PR #3204, opened 2022-02-11
Integration tests: Separate council and proposals tests

Lezek123:
Council and proposals tests should not be executed in parallel, since proposals tests make some assumptions about council and also re-elect council for the purpose of testing proposals with `constitutionality` > 1


ondratra (approved):
LGTM

PR #3202, opened 2022-02-11
increase voting and revealing periods and longer council idle time

mnaamani:
We are using adjusted periods for testing in playground. But with these values, council mappings seems to break:

```
ERROR: Stopping the proccessor due to errors: {} name: Error, message: No stage update found., stack: Error: No stage update found.
    at getCurrentStageUpdate (/joystream/query-node/mappings/lib/src/council.js:72:15)
    at processTicksAndRejections (internal/process/task_queues.js:95:5)
    at async council_NewCandidate (/joystream/query-node/mappings/lib/src/council.js:244:29)
    at async MappingsLookupService.call (/joystream/node_modules/@joystream/hydra-processor/lib/executor/MappingsLookupService.js:80:9)
    at async /joystream/node_modules/@joystream/hydra-processor/lib/executor/TransactionalExecutor.js:40:17
ERROR: {} name: Error, message: Error: No stage update found., stack: Error: Error: No stage update found.
    at MappingsProcessor.processingLoop (/joystream/node_modules/@joystream/hydra-processor/lib/process/MappingsProcessor.js:75:23)
    at processTicksAndRejections (internal/process/task_queues.js:95:5)
    at async Promise.all (index 1)
    at async MappingsProcessor.start (/joystream/node_modules/@joystream/hydra-processor/lib/process/MappingsProcessor.js:25:9)
    at async ProcessorRunner.process (/joystream/node_modules/@joystream/hydra-processor/lib/start/ProcessorRunner.js:47:9)
    at async Run.run (/joystream/node_modules/@joystream/hydra-processor/lib/commands/run.js:27:13)
    at async Run._run (/joystream/node_modules/@oclif/command/lib/command.js:43:20)
    at async Config.runCommand (/joystream/node_modules/@oclif/config/lib/config.js:173:24)
    at async Main.run (/joystream/node_modules/@oclif/command/lib/main.js:27:9)
    at async Main._run (/joystream/node_modules/@oclif/command/lib/command.js:43:20)
INFO: Shutting down...
INFO: Closing the database connection...
error Command failed with exit code 1.
```

The chain is started up with setupNewChain scenario which is electing the council.

Is this only an issue in the mappings, or potentially indication of a bug in the council runtime module?

To replicate the issue, simply build joystream-node and start local playground with `yarn start`, then look at the processor logs with `docker logs processor`

PR #3229, opened 2022-02-14
Council mappings: Bootstrapt initial CouncilStageUpdate

Lezek123:
The council mappings rely on `CouncilStageUpdate` entity always beeing present which was discovered in https://github.com/Joystream/joystream/pull/3202 due to prolonged initial `Announcing` period.

To fix this I added initial `CouncilStageUpdate` bootstrapping to `bootstrap.ts`.


ondratra (approved):
LGTM!

PR #3253, opened 2022-02-17
Audit3 cleaner storage & content integration

### LINKED ISSUE #3082: Tracking Issue: content <-> storage integration cleanup
* [x] https://github.com/Joystream/joystream/issues/3071
* [x] https://github.com/Joystream/joystream/issues/3075
* [x] https://github.com/Joystream/joystream/issues/3076
* [x] https://github.com/Joystream/joystream/issues/3077
* [x] https://github.com/Joystream/joystream/issues/3078
* [x] https://github.com/Joystream/joystream/issues/3079
* [x] https://github.com/Joystream/joystream/issues/3083
* [x] https://github.com/Joystream/joystream/issues/3081

┆Issue is synchronized with this [Asana task](https://app.asana.com/0/1201958687417145/1201958631338934) by [Unito](https://www.unito.io)

dobertRowneySr:
attempt to fix #3082 

# Changes 
- added function `upload_and_delete` data objects in order improve hygiene in `update_channel` & `update_video` extr. in the `content` pallet.
- (dynamic) bag deletion now works also with non empty bags (deleting all stored objects along with the bag)
- (dynamic) bag creation now performs upload if objects are specified in `DynBagCreation` record.

Due to the increasingly common operations in bag creation / objects upload / objects deletion / bag deletion I create a utility function 
`try_mutate_storage_state` that performs most of the work for the above methods, in order to avoid code duplication. The con of this approach is that such function turns out to be somewhat complex.


dobertRowneySr:
Runtime is ready to be reviewed. I will deal with `@joystream/types` errors later

runtime-modules/storage/src/benchmarking.rs
```diff
@@ -14,7 +14,7 @@ use crate::{Call, Module, StorageBucketById, Trait};
 benchmarks! {
     where_clause {
         where T: balances::Trait,
-              T: membership::Trait,
+//              T: membership::Trait,
```
shamil-gadelshin: Please, remove commented code.

runtime-modules/referendum/src/lib.rs
```diff
@@ -285,7 +285,7 @@ decl_storage! {
     trait Store for Module<T: Trait<I>, I: Instance = DefaultInstance> as Referendum {
         /// Current referendum stage.
         pub Stage get(fn stage) config():
-            ReferendumStage<T::BlockNumber, T::MemberId, T::VotePower>;
+        ReferendumStage<T::BlockNumber, T::MemberId, T::VotePower>;
```
shamil-gadelshin, line 288: Why is this changed?

runtime-modules/content/src/lib.rs
```diff
@@ -807,42 +723,22 @@ decl_module! {
...
-            }
-
-            if !params.assets_to_remove.is_empty() {
-                Storage::<T>::delete_data_objects(
-                    sender,
-                    Self::bag_id_for_channel(&channel_id),
-                    params.assets_to_remove.clone(),
+            // upload/delete video assets from storage with commit or rollback semantics
+            Storage::<T>::upload_and_delete_data_objects(
+                UploadParameters::<T> {
```
shamil-gadelshin: Hard to read. Please, move the creation of the parameters in a separate variable and format the code.

runtime-modules/content/src/lib.rs
```diff
@@ -508,44 +474,21 @@ decl_module! {
...
-
-            if !params.assets_to_remove.is_empty() {
-                Storage::<T>::delete_data_objects(
-                    sender,
-                    Self::bag_id_for_channel(&channel_id),
-                    params.assets_to_remove.clone()
-                )?;
-            }
+            Storage::<T>::upload_and_delete_data_objects(
+                UploadParameters::<T> {
```
shamil-gadelshin: Hard to read. Please, move the creation of the parameters in a separate variable and format the code.

runtime-modules/storage/src/lib.rs
```diff
@@ -568,8 +531,50 @@ impl<StorageBucketId: Ord, DistributionBucketId: Ord, Balance>
...
+            deletion_prize: Some(deletion_prize),
+            ..self
+        }
+    }
 }
 
+// Helper enum for performing bag operation: no default since it is non trivial
+#[derive(Clone, PartialEq, Eq, Debug)]
+enum BagOperationParamsTypes<Balance: Unsigned, ObjectId: Clone> {
+    Update(Vec<DataObjectCreationParameters>, BTreeSet<ObjectId>),
```
shamil-gadelshin: Please, comment the options and parameters. Consider switching to the named parameters for enum options.

runtime-modules/storage/src/lib.rs
```diff
@@ -737,6 +745,18 @@ pub struct Voucher {
     pub objects_used: u64,
 }
 
+impl Voucher {
+    fn update(self, new_voucher: VoucherUpdate) -> Result<Self, &'static str> {
+        ensure!(new_voucher.objects_number <= self.objects_limit, "number");
```
shamil-gadelshin: Please, remove "magic consts" and consider placing `ensure` checks in the calling code or as a separate function.

runtime-modules/storage/src/lib.rs
```diff
@@ -3942,4 +3602,342 @@ impl<T: Trait> Module<T> {
...
+
+    fn compute_net_prize(
+        init_value: NetDeletionPrize<T>,
+        num_obj_to_create: usize,
+        num_obj_to_delete: usize,
+    ) -> NetDeletionPrize<T> {
+        let amnt = T::DataObjectDeletionPrize::get();
+        init_value
+            .add_balance(
+                iter::repeat(amnt)
```
shamil-gadelshin: Can't we multiply here?

runtime-modules/storage/src/lib.rs
```diff
@@ -3942,4 +3602,342 @@ impl<T: Trait> Module<T> {
...
+                    .take(num_obj_to_create)
+                    .fold(BalanceOf::<T>::zero(), |acc, x| acc.saturating_add(x)),
+            )
+            .sub_balance(
+                iter::repeat(amnt)
```
shamil-gadelshin: Can't we multiply here?

runtime-modules/storage/src/lib.rs
```diff
@@ -991,28 +1079,28 @@ decl_storage! {
 
         /// DynamicBagCreationPolicy by bag type storage map.
         pub DynamicBagCreationPolicies get (fn dynamic_bag_creation_policy):
-            map hasher(blake2_128_concat) DynamicBagType =>
+        map hasher(blake2_128_concat) DynamicBagType =>
```
shamil-gadelshin: Please, fix the format.

runtime-modules/storage/src/lib.rs
```diff
@@ -991,28 +1079,28 @@ decl_storage! {
...
             DynamicBagCreationPolicy<T::DistributionBucketFamilyId>;
 
         /// 'Data objects for bags' storage double map.
         pub DataObjectsById get (fn data_object_by_id): double_map
             hasher(blake2_128_concat) BagId<T>,
-            hasher(blake2_128_concat) T::DataObjectId => DataObject<BalanceOf<T>>;
+        hasher(blake2_128_concat) T::DataObjectId => DataObject<BalanceOf<T>>;
```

-*-*-

Task brief => Among the lines above, find each one containing the string "periods" and copy it.

Response below =>
increase voting and revealing periods and longer council idle time
We are using adjusted periods for testing in playground. But with these values, council mappings seems to break:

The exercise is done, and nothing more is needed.